PR #1381, opened 2026-08-18
[Manual Sync Required] feat(runner): SandboxV2 sandbox management with WarmPool and idle auto-reclaim

Rader:
Summary:
- Introduces SandboxV2 management for the Runner, implementing full sandbox lifecycle control, a WarmPool, and shared PVC with subPath isolation based on the agent-sandbox v0.5.4 SDK.
- Implements idle auto-reclaim logic that deletes ephemeral sandboxes after 10 minutes and suspends persistent ones after 24 hours, featuring TOCTOU double-checking, startup grace periods, and WarmPool protection to prevent premature deletion.
- Switches Suspend/Resume operations to MergePatch to avoid resourceVersion conflicts, and migrates from Director to Rewrite.

Manual handling required:
- Dev-agent failed to cherry-pick this GitLab MR: MR 包含 merge commit，自动 cherry-pick 需要 -m 主线选择，改为创建人工处理 PR
- Source GitLab MR: !2859
- Source ref: 50ae60ed0920bd0b4b90f11b7e4d044927d0063e
- Files in sync scope: 10
- The patch could not be applied cleanly, so this branch uses the GitLab MR final file snapshot for the affected files. Please reconcile any overwritten GitHub-side edits before merging.

PR #1382, opened 2026-08-18
Use global timezone for admin query

Rader:
Summary:
- Fixed incorrect admin data export queries caused by `parseDeployQueryTime` hardcoding `time.UTC` instead of using the frontend's actual timezone (UTC+8), which shifted query ranges by 8 hours.
- Refactored `parseDeployQueryTime` and related functions into `ClusterHandler` methods to access the global timezone config (`STARHUB_SERVER_TIMEZONE`, defaulting to `Asia/Shanghai`), with a UTC fallback on load failure.


Rader:
Depends on #1381

CementZhang (approved):

PR #1383, opened 2026-08-25
fix: optimize repository list queries

Rader:
Summary:
- Added concurrent partial indexes with `DESC NULLS LAST` and stable secondary sorting (`id DESC`) to optimize repository list and trending queries, eliminating expensive sequential scans and sorts on large datasets.
- Applied the V1 anonymous trending cache strategy to the `/api/v1/models/v2` route to improve performance for unauthenticated users.
- Ensured stable pagination by prefixing sort fields with table names and adding `id DESC` as a tiebreaker for identical sorting values.


Rader:
Depends on #1382

PR #1384, opened 2026-08-25
feat: integrate OpenFeature with License for runtime feature gating - part 1

Rader:
Summary:
- Integrated OpenFeature SDK as a unified runtime feature flag management layer, implementing a custom License-backed provider that exposes License authorizations as standard feature flags (fail-closed if unlicensed).
- Introduced a centralized feature registry (`common/types/feature_registry.go`) as the single source of truth for flag keys, types, and defaults, along with validation for `License.Extra` fields.
- Added route-level feature gating middleware, currently enforced only on `GET /api/v1/admin/audit_logs` (returning 403 if unauthorized), with no-op passthrough for CE/license-issuer builds.


Rader:
Depends on #1383

luojun96 (approved):

luojun96 (approved):

PR #1386, opened 2026-08-25
Update ms-swift configuration and Dockerfile for version upgrades

Rader:
Summary:
- Upgraded ms-swift to resolve issues where certain fine-tuned models were unavailable
- Updated ms-swift configuration and Dockerfile to support the version upgrade

PR #1388, opened 2026-08-28
fix: upstream unknown state should not block traffic or mark model unavailable

Rader:
Summary:
- Changed `computeUpstreamAvailability` so the `unknown` circuit state no longer sets `is_available=false`, ensuring only `open` and `unhealthy` states block traffic.
- Updated `buildUpstreamConfigs` to only populate historical states from the DB when their corresponding checks are enabled, preventing the use of stale data.
- Decoupled routing logic from frontend display by mapping the `unknown` state to `is_available=true` alongside `availability_status="unknown"`.


Rader:
Depends on #1386

HaiHui886 (approved):
lgtm

PR #1389, opened 2026-08-28
fix: make namespace path lookup deterministic

Rader:
Summary:
- Fixed non-deterministic `NamespaceStore.FindByPath` results by prioritizing exact case matches and falling back to the earliest created record (`id ASC`) when only case-insensitive matches exist.
- Optimized the query by adding `LIMIT 1` and introduced a concurrent partial expression index on `LOWER(path)` to improve performance without blocking writes or conflicting with existing case-collisions.


Rader:
Depends on #1388

HaiHui886 (approved):
lgtm

PR #1391, opened 2026-08-28
fix(database): stabilize user likes tests

Rader:
Summary:
- Replaced insertion-order assertions with `require.ElementsMatch` for model, dataset, and collection user-likes tests to prevent false failures when the database returns sorted rows differently.
- Preserved the existing `created_at DESC` production query ordering semantics.


Rader:
Depends on #1389

HaiHui886 (approved):
lgtm

PR #1392, opened 2026-08-28
沙盒V2接入deploy层，使用deploy统一管理

Rader:
Summary:
- Integrated Sandbox V2 lifecycle management into the deploy layer to leverage unified state tracking, record reuse, and WebHook callbacks, bypassing the previous direct component-to-runner operations.
- Added `Type` column differentiation for sandbox storage (persistent/ephemeral) and a `volume_mounts` JSONB column, migrating mount data from annotations to a generalized, reusable structure.
- Updated the runner layer with informer whitelisting, PVC-preserving restarts for same-name redeploys, `deploy_id` pass-through to WebHooks, and custom proxy port support; added Sandbox V2 proxy URL routing in the AI gateway.


Rader:
Depends on #1391

HaiHui886 (approved):
lgtm

PR #1393, opened 2026-08-28
Use global time zone for export data

Rader:
Summary:
- Replaced `.Local()` with `.In(loc)` using `config.TimeZone` in `GetDeploysByTimeRangeStream` and `GetWorkflowsByTimeRangeStream` to ensure consistent time formatting across different deployment environments.
- Added automatic fallback to UTC with a warning log for invalid timezone configurations.
- Updated `NewTestClusterComponent` to include the `config` field, preventing nil pointer issues.

PR #1394, opened 2026-08-28
fix(accounting): cap export page size to upstream per-page limit of 100

Rader:
Summary:
- Capped the CSV export page size from 500 to 100 to prevent upstream accounting service errors (HTTP 400 / `REQ-ERR-6`) caused by exceeding its maximum `per` limit.
- Updated the export handler and corresponding test mocks to reflect the new page size limit, adding comments explaining the upstream constraint.

### DIFF
--- a/api/handler/accounting.go
+++ b/api/handler/accounting.go
@@ -16,8 +16,9 @@ import (
 )
 
 type AccountingHandler struct {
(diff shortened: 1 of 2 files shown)


Rader:
Depends on #1393

HaiHui886 (approved):
lgtm

PR #1396, opened 2026-08-28
fix(sandbox): runtime class 默认值改为空（走集群默认运行时）

Rader:
Summary:
- Changed the default value of `STARHUB_SERVER_SANDBOX_RUNTIME_CLASS` from `gvisor` to empty to prevent forcing the gvisor runtime on all sandbox Pods when unconfigured.
- Updated `buildSandboxCR` to omit `runtimeClassName` from the PodSpec when empty, allowing the cluster's default runtime (typically runc) to be used.
- Clusters previously relying on the default gvisor sandbox isolation must now explicitly configure `STARHUB_SERVER_SANDBOX_RUNTIME_CLASS=gvisor`.

PR #1397, opened 2026-08-28
fix(sandbox-v2): 用 deployID 走主键查询，消除 SvcName 歧义

Rader:
Summary:
- Replaced ambiguous `GetDeployBySvcName` query with `resolveActiveDeploy` to prevent matching deleted records when sandbox names are reused
- Updated `SandboxV2Component` Status/Delete flows to use primary key `DeployID` via `FindActiveSandboxByDeployName` (with type, status, and ordering filters)
- Added `userUUID` parameter to `SandboxV2Component` interfaces and adapted CSGClaw adapter call sites


Rader:
Depends on #1396

HaiHui886 (approved):
lgtm

PR #1398, opened 2026-08-28
Fix mirror delete bug when repo already been deleted

Rader:
Summary:
- Fixes an error that occurred when deleting a mirror if its associated repository was already deleted or failed to create.
- Changes the deletion logic to use the mirror ID instead of the repo path API.
- Allows successful mirror deletion even if the repository record no longer exists, rather than throwing an error.

### DIFF
--- a/builder/store/database/mirror.go
+++ b/builder/store/database/mirror.go
@@ -2,6 +2,8 @@ package database
 
 import (
 	"context"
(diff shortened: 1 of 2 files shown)


Rader:
Depends on #1397

HaiHui886 (approved):
lgtm

PR #1399, opened 2026-08-28
Optimize code skill import

Rader:
Summary:
- Optimized code skill import speed by skipping the LFS sync step when a repository has no LFS files
- Resolves the issue where the default branch HEAD was delayed until LFS sync completed, leaving the repository empty during import


Rader:
Depends on #1398

HaiHui886 (approved):
lgtm

PR #1043, opened 2026-06-16
fix: Deprecate n_alphas across estimators for scikit-learn 1.9 compatibility

### LINKED ISSUE #1032: Scikit-learn v1.9 drops `n_alphas` from `LassoCV` and related estimators, causing `econml` to error on import

TasfinMahmud:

__________

Exercise
Please return a copy of each line in the entries that has the string "existing".

The answer
- Optimized the query by adding `LIMIT 1` and introduced a concurrent partial expression index on `LOWER(path)` to improve performance without blocking writes or conflicting with existing case-collisions.
- Preserved the existing `created_at DESC` production query ordering semantics.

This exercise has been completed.